(Edited highlights of the panel's review)
NATASHA WALTER:
The play is misconceived from start to finish. Historically, it seems weightless. This is meant to be 1920, yet the whole events of the revolution, the cataclysm that Russia had been through was presented as a continuation of the financial embarrassment the Chekhovian gentry go through, and a visit to the opera might cheer up Sonya. Brian wants to get the level of intimacy that Chekhov gets in his plays, but in Chekhov plays the characters have a historical weight of relationship behind them and you are introduced to them at a moment of crisis, they have known each other for years. He wants to make us believe he can reach that level of intimacy between the characters as they are tippling vodka in a seedy cafe. It is unconvincing and null, there is a great deal of confession but very little feeling. The idea of hitching your characters on to another writer's emotional hinterland is a cheap trick.
ADAM MARS-JONES:
In Chekhov, people tell lies to themselves rather than each other. Chekhov is an unsentimental writer that other writers tend to get sentimental about. I felt there were subtle corruptions of Chekhov's themes. Uncle Vanya ends with Sonya's speech about endurance.

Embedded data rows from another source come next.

PR #75, opened 2021-05-14
Switch the AC power adapter model numbers, the description was...

thomas-zimmerman:
correct but the models where switched.


leviport (approved):

leviport:
Thanks for the correction!

PR #76, opened 2021-05-20
removed the phillip driver needed for external battery removal

ahoneybun:
A customer pointed out that the external battery is not needed for removal of the external battery so this is to update that.


jacobgkau (approved):
Please add the spaces back to the end of the line, the line break is currently missing in the rendered version:

image

jacobgkau:
Fixed it myself since I accidentally approved.

jacobgkau (approved):

PR #77, opened 2021-05-26
Add meer6

jacobgkau:
The service manual is complete and tech specs should be correct. Waiting on an M.2 2242 SATA drive to test with so we know how to list that (e.g. whether it works at the same time as the 2280 NVMe slot), and feature/port photos.


ahoneybun (approved):
Everything looks great as usual! :tada:

PR #80, opened 2021-06-04
Add meer5 graphics info

jacobgkau:
This adds a graphics section to the meer5 tech specs.

With oryp7, I called this section "Graphics" instead of "GPU" to enable better organization of the GPU options, built-in display options, and video output ports as sub-categories. The meer5 section follows this new formatting.


leviport (approved):
:metal:

PR #81, opened 2021-06-10
Launch initial

leviport:


src/models/launch_1/customization.md
```diff
@@ -0,0 +1,42 @@
+# Launch (Usage & Customization)
+
+The Launch Configurable Keyboard can be customized and personalized in a variety of ways. It is recommended to remove unplug all USB cables and devices from your Launch before changing keycaps or switches.
+
+- [Connecting and Using the Launch](#connecting-and-using-launch)
```
jacobgkau, line 5: The section title does not have `the`, they should probably match unless there's a specific reason for them not to.

(The only place I've done this in the past is `Replacing the WiFi/Bluetooth module` linking to `Replacing the wireless card`, but the reason for that was so if someone's looking for WiFI/Bluetooth, they'll see it easier.)

src/models/launch_1/customization.md
```diff
@@ -0,0 +1,42 @@
...
+- [Removing and Installing Switches](#removing-and-installing-switches)
+- [Removing the PCB](#removing-the-pcb)
+
+## Connecting and Using Launch
+
+![Launch ports](./img/launch-ports.png)
+
+Using either the USB-C to USB-C cable or the USB-A to USB-C cable, connect to your computer via your Launch's center USB type C port. Due to the directionality of USB, your Launch will only work when connected to your computer via the center port. Launch should now be ready to type on, and the USB ports on the back are ready to connect devices to.
+
+## Using the System76 Keyboard Configurator
```
jacobgkau, line 18: This is very much a software thing. Does this info belong here instead of in readme files within the configurator repository or a support article? (Not saying it doesn't, just bringing it up. We omitted the BIOS screenshots from tech docs for a reason.)

A potential reason it doesn't fit here is that the configurator, being software, will inevitably see updates, at which point this section would have to be updated; and if the configurator is used on future keyboard revisions, the software updates would still apply to older hardware revisions, so it would need to be updated in every section every time. Also, the configurator applies to Open Firmware laptops, so would we add this section to every Open Firmware laptop manual too?

leviport: Makes sense. I've pulled out the configurator sections and will make a PR in support docs for those instead.

src/models/launch_1/README.md
```diff
@@ -0,0 +1,40 @@
...
+  - PBT plastic
+  - Dye sublimated legend
+  - XDA profile
+- Layout
+  - Modified ANSI US QWERTY
+- Custom Configurations
+  - Customize layout and lighting in firmware with the [System76 Keyboard Configurator](https://github.com/pop-os/keyboard-configurator)
+  - [Available on Linux, Windows, and macOS](https://system76.com/accessories/launch/download)
+- Integrated Hub
+  - 2x USB 3.2 Gen 2 Type-C (Up to 10 Gbps)
```
jacobgkau, line 30: We don't provide "Up To" for the USB ports on any other products; the port generation covers this information. Is it okay to remove that?

leviport: Yeah I think that's fine

src/models/launch_1/customization.md
```diff
@@ -0,0 +1,95 @@
...
+The Launch Configurable Keyboard can be customized and personalized in a variety of ways. It is recommended to unplug all USB cables and devices from your Launch before changing keycaps or switches.
+
+- [Connecting and Using Launch](#connecting-and-using-launch)
+- [Removing and Installing Keycaps](#removing-and-installing-keycaps)
+- [Removing and Installing Switches](#removing-and-installing-switches)
+- [Removing the PCB](#removing-the-pcb)
+
+## Connecting and Using Launch
+
+![Launch ports](./img/launch-ports.png)
```
jacobgkau, line 12: This image highlights a number of downstream ports that would not work for connecting to the computer. Can we get a photo with only the port we're talking about highlighted? (I would take a head-on photo and highlight with a box in Inkscape, but if we really want to reuse the port diagram photo, just removing the rest of the labels would also work.)

jacobgkau: You could also highlight them all with boxes, but make the center one a different color. That way, you can more clearly point out which one to use for the computer and which ones can be used for downstream devices.

src/models/launch_1/customization.md
```diff
@@ -0,0 +1,95 @@
...
+
+**Tools required:** Keycap puller, MX-style switch puller, and cross-head (Phillips) screwdriver  
+**Time estimate:** 50 minutes  
+**Difficulty:** High <span style="color:red;">●</span>  
+
+If the PCB in your Launch ever becomes damaged, it can be replaced using these instructions. It is also recommended to completely remove the PCB if you are changing all of the switches on your Launch at the same time. This makes switch installation much easier and makes it much less likely to bend switch pins or damage the PCB.
+
+Begin by [removing all of the keycaps](#removing-and-installing-keycaps), and then [remove all of the switches](#removing-and-installing-switches). Next, turn the keyboard over and remove the eight screws that hold on the bottom panel and remove the bottom panel. Lifting the bottom panel out of the chassis may be easier with the magnetic lift bar installed.
+
+![Removing bottom panel screws](./img/bottom-panel-screws.jpg)
```
jacobgkau, line 76: We don't typically show the usage of a screwdriver on computer service manuals. It makes sense for the keycap picker because that's an unusual tool, but is it necessary here? A more head-on photo without having to hold the screwdriver there might make it easier to get good lighting on the screws.

jacobgkau:
@leviport I broke down the steps on the repairs page so they're more step-by-step. Could you take a quick look through to cross-check my changes, since I'm a bit of a keyboard noob and haven't really touched a Launch? If you're okay with those changes, then this should be good to go.

leviport:
Those changes look great, thanks!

In this there are several references to the cardinal virtue of fortitude, which is Catholic dogma. It seemed the Russian in this had been leached away by the process and it is not theatrically interesting. Hurt has the hardest time, charm to the Max, but no part to play.
MARK KERMODE:
It was possible to almost ignore the play. The best thing about it was watching John Hurt. It is always a pleasure to see him in the flesh because he is a fantastic performer, but you realise you are watching John Hurt, rather than a play in 1920. It felt very much like a footnote, an afterthought, as the title suggest, and whimsical to the point of why bother. Worth seeing to see the performance. It was not going anywhere, they didn't know what it was meant to be doing. When you end up just watching the performances and thinking that's a nice touch, it means the play isn't working.